● INSTRUCTIONS TO FOLLOW: Every line of the data must appear again in the answer, exactly as written.
◆ ◆ ◆ ◆
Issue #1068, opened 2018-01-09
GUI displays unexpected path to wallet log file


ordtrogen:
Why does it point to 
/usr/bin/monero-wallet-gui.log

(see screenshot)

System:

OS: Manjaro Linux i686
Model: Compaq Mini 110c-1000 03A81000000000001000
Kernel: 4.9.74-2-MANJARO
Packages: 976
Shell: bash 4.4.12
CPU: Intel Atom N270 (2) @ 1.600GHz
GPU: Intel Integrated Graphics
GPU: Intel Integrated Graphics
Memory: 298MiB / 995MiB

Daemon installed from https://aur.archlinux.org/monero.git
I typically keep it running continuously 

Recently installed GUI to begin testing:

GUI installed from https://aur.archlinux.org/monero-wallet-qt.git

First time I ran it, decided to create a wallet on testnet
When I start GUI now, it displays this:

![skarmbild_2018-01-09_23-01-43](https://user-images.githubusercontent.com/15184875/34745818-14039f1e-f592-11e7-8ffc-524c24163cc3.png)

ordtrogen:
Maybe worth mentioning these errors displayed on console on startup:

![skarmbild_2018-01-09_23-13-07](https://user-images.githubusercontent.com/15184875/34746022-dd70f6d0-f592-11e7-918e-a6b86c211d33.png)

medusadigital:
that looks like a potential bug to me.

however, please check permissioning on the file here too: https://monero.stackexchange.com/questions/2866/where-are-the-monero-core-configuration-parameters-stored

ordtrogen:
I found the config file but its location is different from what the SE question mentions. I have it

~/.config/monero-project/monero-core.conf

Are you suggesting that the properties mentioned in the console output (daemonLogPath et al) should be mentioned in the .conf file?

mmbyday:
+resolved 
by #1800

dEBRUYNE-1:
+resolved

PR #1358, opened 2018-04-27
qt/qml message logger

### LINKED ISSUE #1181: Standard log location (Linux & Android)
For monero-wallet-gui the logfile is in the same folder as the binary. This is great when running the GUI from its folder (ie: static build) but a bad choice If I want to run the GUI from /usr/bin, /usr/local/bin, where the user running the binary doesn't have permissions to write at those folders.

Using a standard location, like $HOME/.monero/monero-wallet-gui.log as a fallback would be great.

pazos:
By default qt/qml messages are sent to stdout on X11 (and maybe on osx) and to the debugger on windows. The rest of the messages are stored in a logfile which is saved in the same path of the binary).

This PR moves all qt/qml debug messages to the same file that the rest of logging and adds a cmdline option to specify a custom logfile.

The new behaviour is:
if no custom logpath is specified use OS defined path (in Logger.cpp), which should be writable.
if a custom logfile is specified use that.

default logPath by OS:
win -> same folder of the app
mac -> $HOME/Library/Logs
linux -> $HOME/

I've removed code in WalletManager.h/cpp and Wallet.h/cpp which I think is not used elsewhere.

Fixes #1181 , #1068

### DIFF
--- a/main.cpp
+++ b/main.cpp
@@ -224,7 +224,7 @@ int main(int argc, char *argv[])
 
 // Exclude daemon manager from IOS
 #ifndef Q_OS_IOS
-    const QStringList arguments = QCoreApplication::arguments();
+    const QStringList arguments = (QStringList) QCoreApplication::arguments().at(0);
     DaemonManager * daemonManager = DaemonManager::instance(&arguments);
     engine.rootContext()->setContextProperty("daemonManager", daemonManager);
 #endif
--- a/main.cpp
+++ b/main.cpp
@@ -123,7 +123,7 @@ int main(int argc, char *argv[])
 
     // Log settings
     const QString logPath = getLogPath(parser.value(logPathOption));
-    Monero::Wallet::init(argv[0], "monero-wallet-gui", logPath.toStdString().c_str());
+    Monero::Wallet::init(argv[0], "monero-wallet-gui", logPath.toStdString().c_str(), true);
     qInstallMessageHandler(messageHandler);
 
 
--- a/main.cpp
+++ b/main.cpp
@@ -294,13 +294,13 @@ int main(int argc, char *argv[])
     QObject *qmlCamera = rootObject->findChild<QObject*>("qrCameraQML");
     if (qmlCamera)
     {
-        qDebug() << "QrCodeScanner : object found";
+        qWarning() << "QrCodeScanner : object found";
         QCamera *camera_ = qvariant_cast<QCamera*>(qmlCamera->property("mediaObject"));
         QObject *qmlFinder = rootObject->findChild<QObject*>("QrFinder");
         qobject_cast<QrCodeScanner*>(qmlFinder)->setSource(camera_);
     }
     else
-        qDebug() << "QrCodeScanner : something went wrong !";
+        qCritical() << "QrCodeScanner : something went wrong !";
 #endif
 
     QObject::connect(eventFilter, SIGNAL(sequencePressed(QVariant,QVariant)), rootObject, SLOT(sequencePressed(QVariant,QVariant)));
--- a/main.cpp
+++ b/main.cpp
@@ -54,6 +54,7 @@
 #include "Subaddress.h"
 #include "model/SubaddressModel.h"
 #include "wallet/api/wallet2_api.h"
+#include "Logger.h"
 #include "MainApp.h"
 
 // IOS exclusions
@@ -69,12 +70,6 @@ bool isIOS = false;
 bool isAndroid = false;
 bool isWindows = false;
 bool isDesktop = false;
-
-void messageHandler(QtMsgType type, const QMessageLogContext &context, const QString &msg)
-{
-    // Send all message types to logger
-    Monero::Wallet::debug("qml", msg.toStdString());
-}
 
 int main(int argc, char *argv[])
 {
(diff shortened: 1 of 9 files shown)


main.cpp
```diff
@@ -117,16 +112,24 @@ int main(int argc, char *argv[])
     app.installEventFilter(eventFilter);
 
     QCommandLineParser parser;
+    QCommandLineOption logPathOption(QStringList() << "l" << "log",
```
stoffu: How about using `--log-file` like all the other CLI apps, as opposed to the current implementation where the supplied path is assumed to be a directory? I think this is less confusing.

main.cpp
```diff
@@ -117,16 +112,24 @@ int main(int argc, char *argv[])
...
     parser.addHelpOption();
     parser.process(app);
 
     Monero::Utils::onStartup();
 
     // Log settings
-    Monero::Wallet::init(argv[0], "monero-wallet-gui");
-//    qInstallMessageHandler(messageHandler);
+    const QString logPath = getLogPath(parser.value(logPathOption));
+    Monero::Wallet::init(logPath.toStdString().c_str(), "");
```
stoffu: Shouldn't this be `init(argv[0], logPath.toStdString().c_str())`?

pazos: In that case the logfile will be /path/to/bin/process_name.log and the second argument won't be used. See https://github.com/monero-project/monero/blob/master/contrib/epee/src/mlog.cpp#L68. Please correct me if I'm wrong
◆ ◆ ◆ ◆
● ANSWER BOX:
Issue #1068, opened 2018-01-09
GUI displays unexpected path to wallet log file


ordtrogen:
Why does it point to 
/usr/bin/monero-wallet-gui.log

(see screenshot)

System:

OS: Manjaro Linux i686
Model: Compaq Mini 110c-1000 03A81000000000001000
Kernel: 4.9.74-2-MANJARO
Packages: 976
Shell: bash 4.4.12
CPU: Intel Atom N270 (2) @ 1.600GHz
GPU: Intel Integrated Graphics
GPU: Intel Integrated Graphics
Memory: 298MiB / 995MiB

Daemon installed from https://aur.archlinux.org/monero.git
I typically keep it running continuously 

Recently installed GUI to begin testing:

GUI installed from https://aur.archlinux.org/monero-wallet-qt.git

First time I ran it, decided to create a wallet on testnet
When I start GUI now, it displays this:

![skarmbild_2018-01-09_23-01-43](https://user-images.githubusercontent.com/15184875/34745818-14039f1e-f592-11e7-8ffc-524c24163cc3.png)

ordtrogen:
Maybe worth mentioning these errors displayed on console on startup:

![skarmbild_2018-01-09_23-13-07](https://user-images.githubusercontent.com/15184875/34746022-dd70f6d0-f592-11e7-918e-a6b86c211d33.png)

medusadigital:
that looks like a potential bug to me.

however, please check permissioning on the file here too: https://monero.stackexchange.com/questions/2866/where-are-the-monero-core-configuration-parameters-stored

ordtrogen:
I found the config file but its location is different from what the SE question mentions. I have it

~/.config/monero-project/monero-core.conf

Are you suggesting that the properties mentioned in the console output (daemonLogPath et al) should be mentioned in the .conf file?

mmbyday:
+resolved 
by #1800

dEBRUYNE-1:
+resolved

PR #1358, opened 2018-04-27
qt/qml message logger

### LINKED ISSUE #1181: Standard log location (Linux & Android)
For monero-wallet-gui the logfile is in the same folder as the binary. This is great when running the GUI from its folder (ie: static build) but a bad choice If I want to run the GUI from /usr/bin, /usr/local/bin, where the user running the binary doesn't have permissions to write at those folders.

Using a standard location, like $HOME/.monero/monero-wallet-gui.log as a fallback would be great.

pazos:
By default qt/qml messages are sent to stdout on X11 (and maybe on osx) and to the debugger on windows. The rest of the messages are stored in a logfile which is saved in the same path of the binary).

This PR moves all qt/qml debug messages to the same file that the rest of logging and adds a cmdline option to specify a custom logfile.

The new behaviour is:
if no custom logpath is specified use OS defined path (in Logger.cpp), which should be writable.
if a custom logfile is specified use that.

default logPath by OS:
win -> same folder of the app
mac -> $HOME/Library/Logs
linux -> $HOME/

I've removed code in WalletManager.h/cpp and Wallet.h/cpp which I think is not used elsewhere.

Fixes #1181 , #1068

### DIFF
--- a/main.cpp
+++ b/main.cpp
@@ -224,7 +224,7 @@ int main(int argc, char *argv[])
 
 // Exclude daemon manager from IOS
 #ifndef Q_OS_IOS
-    const QStringList arguments = QCoreApplication::arguments();
+    const QStringList arguments = (QStringList) QCoreApplication::arguments().at(0);
     DaemonManager * daemonManager = DaemonManager::instance(&arguments);
     engine.rootContext()->setContextProperty("daemonManager", daemonManager);
 #endif
--- a/main.cpp
+++ b/main.cpp
@@ -123,7 +123,7 @@ int main(int argc, char *argv[])
 
     // Log settings
     const QString logPath = getLogPath(parser.value(logPathOption));
-    Monero::Wallet::init(argv[0], "monero-wallet-gui", logPath.toStdString().c_str());
+    Monero::Wallet::init(argv[0], "monero-wallet-gui", logPath.toStdString().c_str(), true);
     qInstallMessageHandler(messageHandler);
 
 
--- a/main.cpp
+++ b/main.cpp
@@ -294,13 +294,13 @@ int main(int argc, char *argv[])
     QObject *qmlCamera = rootObject->findChild<QObject*>("qrCameraQML");
     if (qmlCamera)
     {
-        qDebug() << "QrCodeScanner : object found";
+        qWarning() << "QrCodeScanner : object found";
         QCamera *camera_ = qvariant_cast<QCamera*>(qmlCamera->property("mediaObject"));
         QObject *qmlFinder = rootObject->findChild<QObject*>("QrFinder");
         qobject_cast<QrCodeScanner*>(qmlFinder)->setSource(camera_);
     }
     else
-        qDebug() << "QrCodeScanner : something went wrong !";
+        qCritical() << "QrCodeScanner : something went wrong !";
 #endif
 
     QObject::connect(eventFilter, SIGNAL(sequencePressed(QVariant,QVariant)), rootObject, SLOT(sequencePressed(QVariant,QVariant)));
--- a/main.cpp
+++ b/main.cpp
@@ -54,6 +54,7 @@
 #include "Subaddress.h"
 #include "model/SubaddressModel.h"
 #include "wallet/api/wallet2_api.h"
+#include "Logger.h"
 #include "MainApp.h"
 
 // IOS exclusions
@@ -69,12 +70,6 @@ bool isIOS = false;
 bool isAndroid = false;
 bool isWindows = false;
 bool isDesktop = false;
-
-void messageHandler(QtMsgType type, const QMessageLogContext &context, const QString &msg)
-{
-    // Send all message types to logger
-    Monero::Wallet::debug("qml", msg.toStdString());
-}
 
 int main(int argc, char *argv[])
 {
(diff shortened: 1 of 9 files shown)


main.cpp
```diff
@@ -117,16 +112,24 @@ int main(int argc, char *argv[])
     app.installEventFilter(eventFilter);
 
     QCommandLineParser parser;
+    QCommandLineOption logPathOption(QStringList() << "l" << "log",
```
stoffu: How about using `--log-file` like all the other CLI apps, as opposed to the current implementation where the supplied path is assumed to be a directory? I think this is less confusing.

main.cpp
```diff
@@ -117,16 +112,24 @@ int main(int argc, char *argv[])
...
     parser.addHelpOption();
     parser.process(app);
 
     Monero::Utils::onStartup();
 
     // Log settings
-    Monero::Wallet::init(argv[0], "monero-wallet-gui");
-//    qInstallMessageHandler(messageHandler);
+    const QString logPath = getLogPath(parser.value(logPathOption));
+    Monero::Wallet::init(logPath.toStdString().c_str(), "");
```
stoffu: Shouldn't this be `init(argv[0], logPath.toStdString().c_str())`?

pazos: In that case the logfile will be /path/to/bin/process_name.log and the second argument won't be used. See https://github.com/monero-project/monero/blob/master/contrib/epee/src/mlog.cpp#L68. Please correct me if I'm wrong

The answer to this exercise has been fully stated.